花紋身瞪向我:「女人,報上名來!還有你被抓進來的罪行!」
名字。
活了三千三百三十三年,為了隱藏身份,我有過很多名字。
但或許是才拋了一千年前的宿敵的墳,我想起當時我告訴他的名字:
「顧鴣。
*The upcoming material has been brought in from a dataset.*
PR #671, opened 2023-06-12
Handle tilde `~` in model paths.

tillahoffmann:
Apple uses tildes in some paths for files that are synced through iCloud (see [here](https://apple.stackexchange.com/q/280338/102603), for example). It's of course a somewhat questionable choice. This PR allows models in these iCloud folders to be compiled and used.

」
至於我的罪行。
我靠在墓碑上掰指頭數:
「重婚罪、盜墓罪、毀壞文物罪、偽造身份罪、我生我自己罪、在博物館失聲痛哭把鼻涕抹在玻璃上罪……」
畢竟我一進博物館,抬眼一看。
嚯。
我的桌子我的床,我的奶奶我的姥,我的夜壺當花瓶,還有我從貞觀之治存到改革開放的私房錢。
虧我還是花錢買票進來參觀的,合著是付費進自己家。
還記得我一千歲以前,簡直視金錢如糞土。
劫匪搶劫我就掏兜,盜賊撬門我就開鎖。
面無表情地目送他們離開,隻差說一聲歡迎再來。
但今時不同往日,如今三千歲的我貪財得令人發指。
其餘三人越聽表情越怪。
花紋身氣笑了,一把搶走我手裡的玉冊:「你特麼當老子是傻子呢!?把東西給我!」
然而花紋身剛搶過玉冊,忽然又「哎呦!」一聲捂住腦袋。
他的後腦勺見了血,玉冊也掉在地上,順著山坡咕嚕嚕滾下去。
轉過頭,卻見是兩個人。
其中一個黑衣女子扎著高馬尾,神色淡淡地拋開手裡的其餘石頭。
然後彎腰撿起地上的玉冊,將它塞進她的腰包裡。
而在她身後的男子一身高檔黑西裝,
寬肩窄腰,氣質冷酷。
乍一看這兩人不像是被丟進恐怖遊戲的罪犯,而像是去時裝周走秀的。
空中懸浮的彈幕這時也突然暴增。
【啊啊啊啊是簡姐和昱神!!】
【我記得這已經是簡姐第九個副本了吧?滿級大佬啊】
【那玉冊上到底寫了啥啊?應該就是通關這個副本的關鍵吧】
高馬尾女子淡淡掃了一眼彈幕,「別叫我姐,叫爺,我最討厭別人把我當女的。」
【簡爺!簡爺好帥!】
【簡爺太 A 處處撩妹,小心景昱洲吃醋哦】
果然,那個被稱作「昱神」的男人神色愈發陰鬱,給我一個警告的眼神。
而我也看著他,隻覺得他的名字有些耳熟,好像什麼時候聽過……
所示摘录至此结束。